Work instruction: Find out how many lines of the material contain the string "still" and give only that figure.

Supplied material:
PR #919, opened 2019-12-04
Fix already assigned targets

sebastian-firsching:
When assigning multiple targets to a distribution set, not existing targets are silently ignored. The already assigned count was not calculated correctly in this case. This pull request is a fix for this calculation.


schabdo:
@hawkbit-bot verify please

hawkbit-repository/hawkbit-repository-jpa/src/test/java/org/eclipse/hawkbit/repository/jpa/DeploymentManagementTest.java
```diff
@@ -647,6 +648,36 @@ public void multipleAssignmentsToTargetOnlyAllowedInMultiAssignMode() {
                 deploymentManagement.assignDistributionSets(Arrays.asList(targetToDS0, targetToDS1)))).isEqualTo(2);
     }
 
+    @Test
+    @Description("Assign distribution set to not existing target.")
+    public void assignDistributionSetToNotExistingTarget() {
+        final String notExistingId = "notExistingTarget";
+        // prepare distribution set
```
sebastian-firsching: use a own method here

hawkbit-repository/hawkbit-repository-jpa/src/test/java/org/eclipse/hawkbit/repository/jpa/DeploymentManagementTest.java
```diff
@@ -647,6 +648,36 @@ public void multipleAssignmentsToTargetOnlyAllowedInMultiAssignMode() {
                 deploymentManagement.assignDistributionSets(Arrays.asList(targetToDS0, targetToDS1)))).isEqualTo(2);
     }
 
+    @Test
+    @Description("Assign distribution set to not existing target.")
```
sebastian-firsching: What is the expected behaviour?

hawkbit-repository/hawkbit-repository-jpa/src/test/java/org/eclipse/hawkbit/repository/jpa/DeploymentManagementTest.java
```diff
@@ -647,6 +648,36 @@ public void multipleAssignmentsToTargetOnlyAllowedInMultiAssignMode() {
...
+        // assign targets to DS
+        final List<DeploymentRequest> deploymentRequests = new ArrayList<>();
+        for (final String controllerId : knownTargetIds) {
+            deploymentRequests.add(new DeploymentRequest(controllerId, createdDs.getId(), ActionType.FORCED, 0, null,
+                    null, null, null));
+        }
+        final List<DistributionSetAssignmentResult> assignDistributionSetsResults = deploymentManagement
+                .assignDistributionSets(deploymentRequests);
+        for (final DistributionSetAssignmentResult assignDistributionSetsResult : assignDistributionSetsResults) {
+            assertEquals(0, assignDistributionSetsResult.getAlreadyAssigned());
```
sebastian-firsching: use assertThat instead of assertEquals

hawkbit-repository/hawkbit-repository-jpa/src/main/java/org/eclipse/hawkbit/repository/jpa/JpaDeploymentManagement.java
```diff
@@ -282,16 +282,21 @@ private DistributionSetAssignmentResult assignDistributionSetToTargets(final Lon
         final List<String> targetIds = targetsWithActionType.stream().map(TargetWithActionType::getControllerId)
                 .distinct().collect(Collectors.toList());
 
+        final long notExistingTargets = targetIds.stream()
+                .filter(controllerId -> !targetRepository.existsByControllerId(controllerId)).count();
```
bogdan-bondar: The problem with this approach is that it will execute N database queries for each provided controllerId that could lead to increased latency. I would suggest filtering out non-existing controllerIds by repository itself, so at the end it looks like this:
```suggestion
                final List<String> existingTargetIds = Lists.partition(targetIds, Constants.MAX_ENTRIES_IN_STATEMENT)
                .stream().map(targetRepository::filterNonExistingControllerIds).flatMap(List::stream)
                .collect(Collectors.toList());
```
using it further and getting the total size from `existingTargetIds.size()`

The target repository implementation would then look like:
```suggestion
    @Query("SELECT t.controllerId FROM JpaTarget t WHERE t.controllerId IN ?1")
    List<String> filterNonExistingControllerIds(Iterable<String> controllerIds);
```

And finally the test should look similar to:
```suggestion
        final List<String> providedTargetIds = Lists.newArrayList("1", "notExistingTarget", "2");
        testdataFactory.createTarget("1");
        testdataFactory.createTarget("2");

        List<String> filteredIds = targetRepository.filterNonExistingControllerIds(providedTargetIds);
        
        assertThat(filteredIds).hasSize(2);
        assertThat(filteredIds).containsExactlyInAnyOrder("1", "2");
```

schabdo:
@hawkbit-bot verify please

PR #1100, opened 2021-03-17

stefbehl:
Execute rollouts and auto assignments in the correct user context instead of the system context. Use the user from `org.eclipse.hawkbit.repository.model.Rollout#getCreatedBy()` and `org.eclipse.hawkbit.repository.model.TargetFilterQuery#getAutoAssignInitiatedBy()` to build the user context. As a consequence, the initatedBy property of the actions (`org.eclipse.hawkbit.repository.model.Action` entities) that are created in the context of the rollout /auto assignment is also initialized with this user.

Signed-off-by: Stefan Behl stefan.behl@bosch.io


hawkbit-security-core/src/main/java/org/eclipse/hawkbit/security/SecurityContextTenantAware.java
```diff
@@ -59,44 +79,68 @@ public String getCurrentUsername() {
...
 
-    private static SecurityContext buildSecurityContext(final String tenant) {
+    private static SecurityContext buildSystemSecurityContext(final String tenant) {
+        return buildUserSecurityContext(tenant, SYSTEM_USER, SYSTEM_AUTHORITIES);
+    }
+
+    private static <T> T runAsSystem(final TenantRunner<T> tenantRunner) {
+        final SecurityContext currentContext = SecurityContextHolder.getContext();
+        try {
+            SystemSecurityContext.setSystemContext(currentContext);
```
bogdan-bondar, line 111: I have a feeling like `SecurityContextTenantAware` and `SystemSecurityContext` belong to the same domain of Security context management and it feels weird to me how they interact with each other. I would definitely not address it in the scope of this PR, just wanted to hear your opinion on the matter?

bogdan-bondar (changes requested):
Great job, Stefan! Left a couple of small remarks ;)

hawkbit-repository/hawkbit-repository-jpa/src/main/java/org/eclipse/hawkbit/repository/jpa/utils/DeploymentHelper.java
```diff
@@ -110,4 +118,33 @@ public static void successCancellation(final JpaAction action, final ActionRepos
...
+     * @param handler
+     *            The handler to be invoked in the right user context.
+     * @param username
+     *            Callback to obtain the real user the user context should be
+     *            established for.
+     * @param tenantAware
+     *            The {@link TenantAware} bean to determine the current tenant
+     *            context.
+     */
+    public static void runInNonSystemContext(@NotNull final Runnable handler, @NotNull final Supplier<String> username,
```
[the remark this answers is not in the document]
stefbehl: I think the current method name is fine because the method does not switch the given user, if the current user is already a non system user.

hawkbit-security-core/src/main/java/org/eclipse/hawkbit/security/SecurityContextTenantAware.java
stefbehl: I totally agree. Both classes are heavily intertwined. I think some of the methods were marked static just to avoid the circular reference... ;-)

bogdan-bondar (approved):

bogdan-bondar:
@hawkbit-bot verify please

PR #1101, opened 2021-03-17
Fix the creation of the Usage Report

herdt-michael:
Currently, a page request is created for a maximum 1000 tenants to generate the usage report. The existing forEachTenant method is now used to create the report for all existing tenants.


StefanKlt (approved):
Looks good, thanks @herdt-michael 👍

PR #1106, opened 2021-03-23
UI error handling refactoring

bogdan-bondar:
General refactoring of UI error handling

* Introduced possibility to inject UI error handler via DI into Hawkbit UI
* Refactored default error handling
* Provided possibility to define own ui error details extractors


hawkbit-ui/src/main/java/org/eclipse/hawkbit/ui/error/extractors/AbstractSingleUiErrorDetailsExtractor.java
```diff
@@ -0,0 +1,35 @@
...
+    }
+
+    /**
+     * Extracts single ui error details from given error.
+     * 
+     * @param error
+     *            error to extract details from
+     * @return ui error details if found
+     */
+    protected abstract Optional<UiErrorDetails> findDetails(Throwable error);
```
stefbehl, line 34: Would it make sense to have a default implementation here? It could simply take the simple name of the exception class as caption and the exception message as description.

stefbehl (approved):
Looks good. Thanks Bogdan!

hawkbit-ui/src/main/java/org/eclipse/hawkbit/ui/error/extractors/AbstractSingleUiErrorDetailsExtractor.java
bogdan-bondar: Not really, it is just a helper class for error details extractors that should specialise themselves on particular exception. The default case (when no extractors are found for the given exception) is managed in HawkbitUIErrorHandler#showGenericErrorNotification. There we log the detailed exception and only show generic localised error notification to the user. In theory we could use the exception class name/message in notification, however it would break the user-facing localisation so I would not do that

PR #1108, opened 2021-04-01
Refactoring TargetFilterQueryManagement

herdt-michael:
Use TargetManagement for the quota related count operation when activating auto assignment instead of performing this operation directly on the repository.


bogdan-bondar:
@hawkbit-bot verify please

PR #1109, opened 2021-04-09
Fix output folder for REST docu tests

Nkyn:
The output folder for the REST documentation snippets was not set properly by the child classes anymore. All snippets were put in the same default folder "output" that was set as the resource name in the abstract class. 
Now every child class has to implement the abstract method `getResourceName()` to define an own output folder for the corresponding resource again. 

Signed-off-by: Natalia Kislicyn <natalia.kislicyn@bosch.io>

### DIFF
--- a/hawkbit-rest/hawkbit-rest-docs/src/test/java/org/eclipse/hawkbit/rest/documentation/AbstractApiRestDocumentation.java
+++ b/hawkbit-rest/hawkbit-rest-docs/src/test/java/org/eclipse/hawkbit/rest/documentation/AbstractApiRestDocumentation.java
@@ -65,7 +65,7 @@ import io.qameta.allure.Feature;
  * Parent class for all Management API rest documentation classes.
  *
  */
-@Feature("Documentation Verfication - API")
+@Feature("Documentation Verification - API")
 @ExtendWith(RestDocumentationExtension.class)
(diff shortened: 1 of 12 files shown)


hawkbit-rest/hawkbit-rest-docs/src/test/java/org/eclipse/hawkbit/rest/documentation/AbstractApiRestDocumentation.java
```diff
@@ -80,17 +80,17 @@
...
 
-    protected String resourceName = "output";
-
     protected RestDocumentationResultHandler document;
 
     protected String arrayPrefix;
 
     protected String host = "management-api.host";
 
+    public abstract String getResourceName();
```
Nkyn, line 89: add description

bogdan-bondar:
@hawkbit-bot verify please

bogdan-bondar (approved):
Thanks for the fix!

hawkbit-rest/hawkbit-rest-docs/src/test/java/org/eclipse/hawkbit/rest/documentation/AbstractApiRestDocumentation.java
Nkyn: done.

PR #1112, opened 2021-04-22
PopUp dialog for canceling queued uploads

singrob:
There is currently a bug within the drag and drop multi file upload. If a user starts a multi-file-upload and switches the view, the file upload get stuck. The reason for this is that the queued upload requests are cancelled on client side but not on backend.

To prevent this a new pop up confirmation box is introduced by this PR. The confirmation box warns the user that they are about to switch the view and therefore clearing the queued uploads. On Confirmation the queued uploads are cancelled (on client and backend side).

Signed-off-by: Robert Sing <robert.sing@bosch-si.com>


hawkbit-ui/src/main/resources/messages.properties
```diff
@@ -161,6 +161,8 @@ caption.maintenancewindow.schedule = Schedule
 caption.maintenancewindow.duration = Duration
 caption.maintenancewindow.timezone = Time Zone (from GMT)
 
+caption.file.upload.inprogress = File upload in progress
```
Nkyn, line 164: caption of the dialog should indicate more clearly what is going to happen when clicking OK. 
e.g. "Stop file upload and leave page"
Or something shorter.

hawkbit-ui/src/main/resources/messages.properties
```diff
@@ -496,6 +498,7 @@ message.key.deleted.or.notAllowed = {0} with key {0} was deleted or you are not
 message.forcedTime.cannotBeEmpty = Forced time can not be empty
 message.forcedTime.missing = Force time is not specified for the time-forced assignment
 message.scheduledTime.cannotBeEmpty = Scheduled time can not be empty
+message.clear.file.upload.queue.confirm = There is still at least one queued file upload pending. By leaving this view the upload queue will be cleared. \nAre you sure you want to leave this view and cancel the pending file upload?
```
Nkyn, line 501: The text uses the word "cancel". But in the dialog itself the Ok button confirms this text and the cancel button does the opposite. 
Replace "cancel" in the text with something else, e.g. "stop"

hawkbit-ui/src/main/java/org/eclipse/hawkbit/ui/artifacts/UploadArtifactView.java
```diff
@@ -260,4 +270,30 @@ void destroy() {
...
+            confirmDeleteDialog.getWindow().bringToFront();
+        } else {
+            event.navigate();
+        }
+    }
+
+    private boolean isAnyUploadInUploadQueue() {
+        return artifactUploadState.getAllFileUploadProgressValuesFromOverallUploadProcessList().stream()
+                .map(FileUploadProgress::getFileUploadStatus)
+                .anyMatch(fileUploadStatus -> fileUploadStatus.equals(UPLOAD_STARTED));
```
Nkyn, line 296: Shouldn't we also check for the status `UPLOAD_IN_PROGRESS`?

singrob: The files with an upload status of `UPLOAD_IN_PROGRESS` will still be uploaded, even when the view is changed. Only queued up (and not yet started) file uploads will be removed.

hawkbit-ui/src/main/resources/messages.properties
singrob: DONE

hawkbit-ui/src/main/resources/messages.properties
singrob: DONE

Nkyn (approved):
Looks good 👍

Response box: 2